Now let’s consider the case of a TPS expert coming in and analyzing the batch-and-queue operation . The expert would immediately observe that there is no flow and that there is a great deal of waste. The first task of the TPS expert might be to improve the flow and eliminate most of the inventory that is getting in the way of tying together operations. The squares are kanban squares: as long as there is a piece in the square, stop building. The expert would want the flexibility of staffing the cell with one, two, or three people, depending on the demand, so eventually all team members will need to learn every job and rotate. To reduce the number of people in the cell and have each person doing multiple jobs, the expert must get rid of the cushy chair. You can’t have workers stopping and sitting in the chair. What you need is a team creating value for customers, doing only what needs to be done. We can see the “dissatisfaction” stage coming up fast and furious from that worker who lost the chair. In addition, there may be more dissatisfaction when the new flow reveals that the work can be done using two workers, not three.
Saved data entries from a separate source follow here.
PR #7088, opened 2025-03-26
add Xorai Zathura Testnet Chainid 7973

xorainet:
add Xorai Zathura Testnet Chainid 7973


xorainet:
please update chain iD

PR #7115, opened 2025-03-30
Create prittier

illuminated-shade:
[Run prettier check](https://github.com/ethereum-lists/chains/actions/workflows/prettier_check.yml)


ligi (changes requested):
can you elaborate what this does?

PR #7178, opened 2025-04-12
Add deinfra devnet

cleverfox:
add deinfra devnet


cleverfox:
@ligi @FrederikBolding Could you check this PR please?

PR #7192, opened 2025-04-15
Create eip-155-7131.json

khuramShabbir:
add new chain VRCN Chain-7131


khuramShabbir:
@ligi 
Waiting for your approvel

PR #7207, opened 2025-04-21
Remove alaya mainnet and alayadev network

benbaley:
[Announcement](https://www.alaya.network/)


benbaley:
Hi @ligi please take a look at this, I just remove 3 files about Alaya network, why it's built failed? How can i fix this please

PR #7265, opened 2025-05-06
 Remove Neonscan as default explorer from Neon EVM Devnet and Mainnet chains

sukanyaparashar:
This PR is from Neon EVM's team to remove the native Neonscan explorer from the Neon EVM Devnet and Mainnet chain configurations.


ligi (changes requested):
why the removal?
can you prove you are part of the team?

sukanyaparashar:
> why the removal? can you prove you are part of the team?

Hi, Thanks for looking into this. You can see from my profile https://github.com/sukanyaparashar that I am part of [neonlabsorgs](https://github.com/neonlabsorg).

We are migrating to Blockscout as our default block explorer and our team has decided to remove Neonscan completely and keep only Blockscout as our explorer.

PR #7269, opened 2025-05-07
Mezo mainnet config

pdyraga:
Mezo mainnet chain configuration with an icon. 

I have also refreshed the Mezo testnet config to remove the no longer available faucet and to reflect the name change. From now on, it is just "testnet".


pdyraga:
Hey @FrederikBolding @ligi, pardon the direct ping, but we are hoping to launch Mezo mainnet in May, and this PR [is a blocker](https://github.com/safe-global/safe-singleton-factory?tab=readme-ov-file#how-to-get-the-singleton-deployed-to-your-network) for deploying the Safe singleton factory. Any chance we could safe-track it, please?

_data/chains/eip155-31612.json
```diff
@@ -0,0 +1,29 @@
+{
+  "name": "Mezo",
+  "chain": "Mezo",
```
FrederikBolding, line 3: Duplicated chain name between mainnet and testnet.

Also seemingly missing `icon`?

pdyraga: Fixing now.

In fact, the very stages described by Blanchard apply nicely to the process of implementing TPS and work teams, as the Toyota service parts management team had learned, though the process takes years and not minutes. When the service parts operation was set up, apart from a small group of leaders who had experience with TPS, the concepts were all new to the recently hired associates. In stage 1, the leadership group explained the vision, orienting team members, and did various simulations, which were fun. Morale was high. The team members got some awareness training in TPS, but could not really understand it. At this point, the leadership group had to be very directive.
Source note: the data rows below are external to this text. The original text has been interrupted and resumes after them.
PR #1538, opened 2022-03-30
CASSANDRA-16456 - Add Plugin Support for CQLSH

bhouse99:
Added plugin support for CQLSH.  Support is available as part of Command line and via additions to the CQLSHRC. file.
For examples see CEP Documentation.

	* JIRA: https://issues.apache.org/jira/browse/CASSANDRA-16456
	* CEP: https://cwiki.apache.org/confluence/display/CASSANDRA/CEP-16%3A+Auth+Plugin+Support+for+CQLSH


bin/cqlsh.py
```diff
@@ -2384,7 +2441,8 @@ def main(options, hostname, port):
                       single_statement=options.execute,
                       request_timeout=options.request_timeout,
                       connect_timeout=options.connect_timeout,
-                      encoding=options.encoding)
+                      encoding=options.encoding,
+                      auth_provider=load_auth_provider(options))
```
maulin-vasavada: Can you please provide any test cases and samples for these changes?

bin/cqlsh.py
```diff
@@ -98,6 +99,33 @@
...
+    if len(splits) > 2:
+        raise optparse.OptionValueError("Invalid --AuthProviderExtended argument only single period should be found: %s" % opt_str)
+    if len(splits) < 2:
+        raise optparse.OptionValueError("Invalid --AuthProviderExtended must provide a param using period: %s" % opt_str)
+    key = splits[1]
+
+    if not hasattr(passed_parser.values, 'auth_provider_extended') or parser.values.auth_provider_extended is None:
+        passed_parser.values.auth_provider_extended = {}
+
+    passed_parser.values.auth_provider_extended[key] = value
```
maulin-vasavada: The name `auth_provider_extended` is little confusing in my opinion. Since it is set of properties that the pluggable AuthProvider can use, would `auth_provider_properties` or `auth_provider_config` make more sense?

bin/cqlsh.py
```diff
@@ -98,6 +99,33 @@
...
+
+
+def add_auth_provider_extended_options(passed_parser, argv):
+    for arg in argv:
+        if arg.startswith('--AuthProviderExtended'):
```
maulin-vasavada: Similar to my previous comment, would it make more sense to name this `AuthProviderProperty`/`AuthProviderConfig` (I believe this is a single property that can be overridden by the command line)?

maulin-vasavada (changes requested):

bin/cqlsh.py
bhouse99: Will add tests in the vein of sslhandling.

bin/cqlsh.py
bhouse99: Recently changed this to auth_provider_
config.

bin/cqlsh.py
bhouse99: Renamed to auth_provider_config.

bin/cqlsh.py
bhouse99: tests added

maulin-vasavada (approved):

bin/cqlsh.py
maulin-vasavada: thanks!

bin/cqlsh.py
maulin-vasavada: thanks!

CHANGES.txt
```diff
@@ -24,6 +24,7 @@
  * Add diagnostic events for guardrails (CASSANDRA-17197)
  * Pre hashed passwords in CQL (CASSANDRA-17334)
  * Increase cqlsh version (CASSANDRA-17432)
+ * Added cqlsh custom auth provider support (CASSANDRA-16456)
```
smiklosovic: @bhouse99 remove this line, I ll take care of that on the merge itself. No worries. We would have to rebase / fix it all over again as other people are adding stuff there in the meanwhile.

bin/cqlsh.py
```diff
@@ -405,7 +405,6 @@ def deserialize_date_fallback_int(byts, protocol_version):
     # Return cassandra.cqltypes.EMPTY instead of None for empty values
     cassandra.cqltypes.CassandraType.support_empty_values = True
 
-
```
smiklosovic: should not be this kept?

pylib/cqlshlib/authproviderhandling.py
```diff
@@ -0,0 +1,79 @@
...
+            return None
+    
+    def get_auth_provider_config_settings():
+        if 'auth_provider_config' in configs.sections():
+            return dict(configs.items("auth_provider_config"))
+        else:
+            return None
+    
+    module_name = get_setting('auth_provider', 'module')
+    class_name = get_setting('auth_provider', 'classname')
```
smiklosovic: what if there is no `class_name` but `module` is there? So `class_name` will be `None` but you are not checking it as you do upon `module_name`. Could you also add a test for that, please?

pylib/cqlshlib/authproviderhandling.py
```diff
@@ -0,0 +1,79 @@
...
+
+import configparser
+from importlib import import_module
+
+def load_custom_auth_provider(config_file = None):
+    """
+    Function which loads a custom auth provider from available config.
+
+    Params:
+    * config_file ..: path to cqlsh config file (usually ~/.cqlshrc).
```
smiklosovic: the default path is actually `~/.cassandra/cqlshrc`

CHANGES.txt
bhouse99: Kk, will do will avoid modifying in the future.

bin/cqlsh.py
```diff
@@ -2091,7 +2095,6 @@ def is_file_secure(filename):
     # This is to allow "sudo cqlsh" to work with user owned credentials file.
     return (uid == 0 or st.st_uid == uid) and stat.S_IMODE(st.st_mode) & (stat.S_IRGRP | stat.S_IROTH) == 0
 
-
```
smiklosovic, line 2094: @bhouse99 this line should not be removed. I think there is 2 lines policy in Python between methods.

bin/cqlsh.py
```diff
@@ -2169,14 +2180,15 @@ def read_options(cmdlineargs, environment):
...
         # use the username from credentials file but fallback to cqlshrc if username is absent from the command line parameters
-        options.username = option_with_default(credentials.get, 'plain_text_auth', 'username', username_from_cqlshrc)
+        options.username = username_from_cqlshrc
 
     if not options.password:
         rawcredentials = configparser.RawConfigParser()
         rawcredentials.read(options.credentials)
 
         # handling password in the same way as username, priority cli > credentials > cqlshrc
         options.password = option_with_default(rawcredentials.get, 'plain_text_auth', 'password', password_from_cqlshrc)
```
smiklosovic: @bhouse99 any reason why you have not removed this line, similarly as it is done for username case above?

bin/cqlsh.py
```diff
@@ -2169,14 +2180,15 @@ def read_options(cmdlineargs, environment):
         credentials.read(options.credentials)
 
         # use the username from credentials file but fallback to cqlshrc if username is absent from the command line parameters
-        options.username = option_with_default(credentials.get, 'plain_text_auth', 'username', username_from_cqlshrc)
+        options.username = username_from_cqlshrc
```
smiklosovic, line 2167: @bhouse99 I do not get this change. So we are populating `options.username` with `username_from_cqlshrc`. So for what reason do we read `credentials.read(options.credentials)` 3 lines above? That seems to me like dead code?

smiklosovic:
merged here https://github.com/apache/cassandra/commit/381c2a4fa82db80543fd67da6669de022d7576c4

As the team slowly ramped up production under management’s direction, there were natural problems and setbacks. Stage 2 kicked in and morale went down a bit. The team needed a lot of social support from the group leaders, along with continued direction. However, unlike Blanchard’s model, the group leaders could not focus only on social support and stop being directive, especially since they were still removing waste and making jobs more interdependent. So a combination of directiveness and social support was still needed while associates removed waste and contributed new ideas to improve the technical process.

After three years, the group leaders finally felt the associates had matured to the point that, in some home positions, they could assign some associates to team leader roles and move the group toward being more self-directed. They were in Blanchard’s stage 3. The move toward stage 4 is continuing to evolve over years.

The way I see it, the difference between the one-minute version of situational leadership and the Toyota version is the difference between holding meetings with action items and actually working as a team in a tightly coordinated, complex work system. The individuals in the coordinated system are executing standard operating procedures and there is a need for tight synchronization across associates to get the job done right. This type of team building does not happen in a conference room across a few well-facilitated meetings.